Все то, чем приходская церковь могла снабдить священника и детей из хора, двигалось перед катафалком. Ив, шедший рядом с обоими своими братьями и дядей Ксавье, глубоко ощущал, как нелепы на фоне яркого дня их изможденные лица, их одежда, его шелковая шляпа (Жозе был одет в форму морской пехоты). Ив видел лица людей на тротуаре, эти жадные взгляды женщин. Он не страдал, он ничего не чувствовал, он слышал обрывки фраз, которыми обменивались шедшие следом за ним дядя Альфред и Дюссоль. (Последнему сказали: «Вы ведь тоже член семьи! Вы будете идти сразу же за нами...»)
— Это была женщина с головой, — говорил Дюссоль. — Я не знаю более лестных слов.
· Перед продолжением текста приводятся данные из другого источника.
PR #377, opened 2021-08-10
[OpenShift] fixes the disable affinity assistant configuration

### LINKED ISSUE #372: AffinityAssistant configuration on OpenShift not taken into account
# Expected Behavior

Changing the TektonPipeline configuration `disable-affinity-assistant` to `false` is taken into account under OpenShift and the affinity assistant is enabled.

# Actual Behavior

Changing the TektonPipeline configuration `disable-affinity-assistant` to `false` is not taken into account, it is forced to `true` by the controller (see [here](https://github.com/tektoncd/operator/blob/main/pkg/reconciler/openshift/tektonpipeline/extension.go#L141))

1. Install the operator
2. Update the `TektonPipeline` CR
3. Look at the `openshift/pipelines` `feature-flags` configmap.

/cc @nikhil-thomas @sm43 to correct me if I am saying something wrong

sm43:
This is always true in case of openshift due to which user would
not able to enable it. so this fixes by removing the defaulting in
Operator CR and adding the field only when user adds it.
By default, the value in configmap is false for kubernetes and will
be changed to true for openshift which user can change if requires.

fixes #372 

# Changes

# Submitter Checklist

review them:

# Release Notes

### DIFF
--- a/pkg/reconciler/openshift/tektonpipeline/extension.go
+++ b/pkg/reconciler/openshift/tektonpipeline/extension.go
@@ -33,6 +33,7 @@ import (
 	v1 "k8s.io/apimachinery/pkg/apis/meta/v1"
 	"knative.dev/pkg/injection"
 	"knative.dev/pkg/logging"
+	"knative.dev/pkg/ptr"
 )
 
 const (
@@ -135,10 +136,10 @@ func SetDefault(properties *v1alpha1.PipelineProperties) bool {
 		updated = true
 	}
 
-	// Set `disable-affinity-assistant` to true
-	// webhook will set `false` as default value
-	if properties.DisableAffinityAssistant == nil || !*properties.DisableAffinityAssistant {
-		*properties.DisableAffinityAssistant = DefaultDisableAffinityAssistant
+	// Set `disable-affinity-assistant` to true if not set in CR
+	// webhook will not set any value but by default in pipelines configmap it will be false
+	if properties.DisableAffinityAssistant == nil {
+		properties.DisableAffinityAssistant = ptr.Bool(DefaultDisableAffinityAssistant)
 		updated = true
 	}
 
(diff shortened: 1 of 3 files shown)


vdemeester (approved):

pkg/reconciler/openshift/tektonpipeline/extension.go
```diff
@@ -135,10 +136,10 @@ func SetDefault(properties *v1alpha1.PipelineProperties) bool {
 		updated = true
 	}
 
-	// Set `disable-affinity-assistant` to true
-	// webhook will set `false` as default value
-	if properties.DisableAffinityAssistant == nil || !*properties.DisableAffinityAssistant {
-		*properties.DisableAffinityAssistant = DefaultDisableAffinityAssistant
+	// Set `disable-affinity-assistant` to true if not set in CR
+	// webhook will not set any value but by default in pipelines configmap it will be false
+	if properties.DisableAffinityAssistant == nil {
```
savitaashture, line 141: so from Operator we can configure `DisableAffinityAssistant` only for Openshift and not for K8s then in that case can we add comment here https://github.com/tektoncd/operator/blob/main/pkg/apis/operator/v1alpha1/tektonpipeline_types.go#L84 so that it will be more clear

not necessarily in this instead we do it in another PR

WDYT?

vdemeester: @savitaashture it's support on all platform. Only on Openshift the default is different (`true` instead of `false`)

sm43: yep. on kubernetes by default the field will not be set in TektonConfig CR, user can define and alter value.
by default it will be false in configmap.

vdemeester: @sm43 but on k8s, if the user set then in the `TektonConfig` CR, the will be applied to the managed tekton instance right ?

sm43: yes.. user can define the field in k8s and change the value. there is no behavior change

savitaashture:
/lgtm

/hold 
For others to take look

vdemeester (approved):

Я даже рискну сказать: это была деловая женщина. По крайней мере она могла бы стать ею рядом с мужем, который сумел бы ее должным образом развить.
— В делах, — заметил Коссад, — женщина может позволить себе много такого, что для нас недопустимо.
— Послушайте, Коссад, а вы припоминаете, как она повела себя во время дела Метэри? Ну с Метэри, вы же помните, это когда нотариус сбежал с казенными деньгами? Она потеряла шестьдесят тысяч франков. В полночь она пришла ко мне и стала умолять пойти вместе с ней к госпоже Метэри. Бланш заставила ее подписать признание долга... Это было совсем не глупо. Для этого нужно было иметь голову на плечах... Она на десять лет увязла в судебном процессе, но в конце концов ей было все выплачено сполна, причем самой первой из всех кредиторов. Молодец, не так ли?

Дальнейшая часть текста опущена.